LONDON — Speakers at the One Question event in London last week debated the role, rights and responsibilities of communicators in educating consumers about big societal issues.

The conversation, in partnership with the Financial Times and PR agency MikeWorldWide, looked at the question ‘Is education the answer?’ through a number of different lenses, including the education system, the media, branding, criminal justice and regulation.

On a panel discussion focused on the communications perspective, MikeWorldWide’s London president and MD Tom Buttle and Paul Randle, co-founder of the Sustainable Marketing Compass, a framework for embedding sustainability within marketing strategy, talked to Management Today editor Kate Magee about the extent to which PR could support brands in educating their customers on areas such as societal change, sustainability and the environment.

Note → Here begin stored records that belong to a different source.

PR #1282, opened 2021-02-28
Use bool from stdbool.h, get rid of BOOL

davidebeatrici:
This pull request can be seen as a follow-up to #1195.


davidebeatrici:
```
##[error]Cmd.exe exited with code '-1073740791'.
```

I can't reproduce the issue locally.

PR #1295, opened 2021-03-12
New vpndrvinst implementation, independent from Cedar and Mayaqua

davidebeatrici:
This greatly improves performance and reduces the binary's size (~0.2 MB vs ~5 MB).

All recent Windows versions are supported, starting with Vista.

No dialogs are created, aside from error/warning ones in case of failure.

The only dependency (aside from Windows libraries) is libhamcore.


chipitsine (approved):

chipitsine:
I will schedule testing on nearest weekend

davidebeatrici:
I tested the new implementation on Windows 10, 8.1 and 7.

In theory we can automatically test the driver installation on Azure Pipelines (Windows Server 2019 only).

PR #1317, opened 2021-04-01
Mayaqua/Network.c: Always use fcntl() to toggle socket non-blocking mode (UNIX)

davidebeatrici:
`O_NONBLOCK` is standardized by POSIX, as opposed to `FIONBIO`.

This commit also fixes a bug: `fcntl()` was only called to disable the mode.

### DIFF
--- a/src/Mayaqua/Network.c
+++ b/src/Mayaqua/Network.c
@@ -8029,38 +8029,17 @@ bool IsSubnetMask32(UINT ip)
 // Turn on and off the non-blocking mode of the socket
 void UnixSetSocketNonBlockingMode(int fd, bool nonblock)
 {
-	UINT flag = 0;
 	// Validate arguments
 	if (fd == INVALID_SOCKET)
 	{
 		return;
 	}
 
-	if (nonblock)
+	const int flags = fcntl(fd, F_GETFL, 0);
+	if (flags != -1)
 	{
-		flag = 1;
+		fcntl(fd, F_SETFL, nonblock ? flags | O_NONBLOCK : flags & ~O_NONBLOCK);
 	}
-
-#ifdef	FIONBIO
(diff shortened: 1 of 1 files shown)


src/Mayaqua/Network.c
```diff
@@ -8029,38 +8029,17 @@ bool IsSubnetMask32(UINT ip)
...
 	{
 		return;
 	}
 
-	if (nonblock)
+	const int flags = fcntl(fd, F_GETFL, 0);
+	if (flags != -1)
 	{
-		flag = 1;
+		fcntl(fd, F_SETFL, nonblock ? flags | O_NONBLOCK : flags & O_NONBLOCK);
```
paulmenzel, line 8041: Don’t you need to clear the bit in the else case: `~O_NONBLOCK`?

src/Mayaqua/Network.c
```diff
@@ -8029,38 +8029,17 @@ bool IsSubnetMask32(UINT ip)
...
-#ifdef	FIONBIO
-	ioctl(fd, FIONBIO, &flag);
-#else	// FIONBIO
-	{
-		int flag = fcntl(fd, F_GETFL, 0);
-		if (flag != -1)
-		{
-			if (nonblock)
-			{
-				flag |= O_NONBLOCK;
```
paulmenzel, line 8053: To save others looking for the second comment: `fcntl(fd, F_SETFL, flag);` wasn’t called for this branch. Could have been a separate commit.

paulmenzel (approved):

src/Mayaqua/Network.c
davidebeatrici: The reason why I didn't split the change is because `fcntl()` was not used anyway.

paulmenzel: Understood.

PR #1321, opened 2021-04-07
Change IP structure so that IPv4 addresses are stored in RFC3493 format

davidebeatrici:
In addition to saving 4 bytes for each instantiation, this change makes IP-related operations faster and clearer.

https://tools.ietf.org/html/rfc3493.html#section-3.7

### DIFF
--- a/src/Cedar/Admin.c
+++ b/src/Cedar/Admin.c
@@ -5431,7 +5431,7 @@ UINT StGetSessionStatus(ADMIN *a, RPC_SESSION_STATUS *t)
 				t->ClientIp = IPToUINT(&s->Connection->ClientIp);
 				if (IsIP6(&s->Connection->ClientIp))
 				{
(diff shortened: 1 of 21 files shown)


paulmenzel:
The change looks good. Did you benchmark, that it’s faster now?

PS: The CI Ubuntu build failed with

    configure: error: No compatible LZ4 compression library found. Consider --disable-lz4
    + exit 1

chipitsine:
CI fails, it is known, but harmless. I will fix this week.

chipitsine (approved):

davidebeatrici:
> The change looks good. Did you benchmark, that it’s faster now?

I actually didn't, but I wouldn't expect noticeable improvements in terms of throughput from this change alone.

However, there is definitely a lot of space for improvements.

davidebeatrici:
Looks like the macOS CI build is not starting, I'm going to merge the PR anyway as I already know that it succeeds.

Buttle (pictured) said there was now no question that brands should be involved in societal issues: “Consumers are really corpsumers now: they care about brands and shiny stuff, but they also care about the essence of the corporation behind it. What brands are selling is a fundamental part of capitalist society, so the idea that companies can be abstracted from society is bizarre and dated. So there is recognition that brands need to participate in society, the art is in which parts, and why? Are you doing so with integrity?

“It’s about a drumbeat: how we participate in a conversation, rather than a moment in time. Are you looking at this as a moment to put a brand into the spotlight, or do you have a sustained commitment? There’s no cookie-cutter approach to the path brands need to take. But when you look at insights, authenticity and action, a lot of brands are good at one or two, but not all three. Brands need to ask: what are our values and principles, who works for us, who do we work for, and what can we do 12 months a year, year after year?”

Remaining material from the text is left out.